#### PROBLEM TO SOLVE:
Each line of the data below holding the word "frontmatter" must be copied.
● ● ● ●
Issue #1692, opened 2021-09-22
[Public Catalog] Add a Related resources  section to the quickstart details


jpvajda:
`Problem:` User’s don’t know what else they can do with New Relic when viewing a quickstart externally.

### Acceptance Criteria 

- [x] Show related content on a quickstart details page.
- [x] Use existing related resources component [available in the theme](https://github.com/newrelic/gatsby-theme-newrelic/tree/develop/packages/gatsby-theme-newrelic#relatedresources)
- [x] the placement of the component would be within `the how to use this quickstart` component
- [x] align the width of  `the how to use this quickstart` similar to how it looks on the Doc Site or DevSite today.
- [x] return a total of 5 results in the related resources.

### screenshot

<img width="482" alt="Screen Shot 2021-10-27 at 11 17 03 AM" src="https://user-images.githubusercontent.com/1395158/139114686-a9847ca4-70c1-46a7-b918-6ab0d4095dec.png">

PR #1841, opened 2021-11-02
Add related resources to quickstart details

LizBaker:
Closes https://github.com/newrelic/developer-website/issues/1692

Screen Shot 2021-11-04 at 4 52 41 PM


gatsby-config.js
```diff
@@ -59,10 +60,23 @@ module.exports = {
             refetch: Boolean(process.env.BUILD_RELATED_CONTENT),
             engineKey: 'Ad9HfGjDw4GRkcmJjUut',
             limit: 5,
-            getSlug: ({ node }) => node.frontmatter.path,
+            getSlug: ({ node }) => {
+              if (node.internal.type === 'Mdx') {
+                return node.frontmatter.path;
+              } else if (node.internal.type === 'Quickstarts') {
```
clarkmcadoo, line 66: was an `else if` used instead of just an `else` because we might be adding more `node.internal.type`s eventually?

clarkmcadoo (dismissed):

gatsby-config.js
LizBaker: mostly just to be extra explicit for the heck of it 😂

jpvajda (approved):
This looks great now! If all code checks out, let's ship it!

PR #1864, opened 2021-11-05
Update tile design

jerelmiller:
## Description

The guide tiles on the pages needed a bit of a refresh. On the [docs site](), we use a solid tile to launch into other parts of the docs. This site felt like it needed the same treatment.

This PR aligns the guide tile design a bit more with the docs tiles. Specifically it update to use the same solid background treatment, updates the title size to match the docs site, and moves the duration to the bottom of the tile. This provides more room for the title before it wraps.

This PR also addresses the inconsistencies with the duration given for a guide. There were some places that used `5 min`, and others that spelled out the minutes (i.e. `5 minutes`), which looked kinda bad. Now the frontmatter accepts an integer instead and inserts the label itself.

## Screenshot(s)

**Before**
● ● ● ●
#### RESPONSE TO THIS TASK:
-            getSlug: ({ node }) => node.frontmatter.path,
+                return node.frontmatter.path;
This PR also addresses the inconsistencies with the duration given for a guide. There were some places that used `5 min`, and others that spelled out the minutes (i.e. `5 minutes`), which looked kinda bad. Now the frontmatter accepts an integer instead and inserts the label itself.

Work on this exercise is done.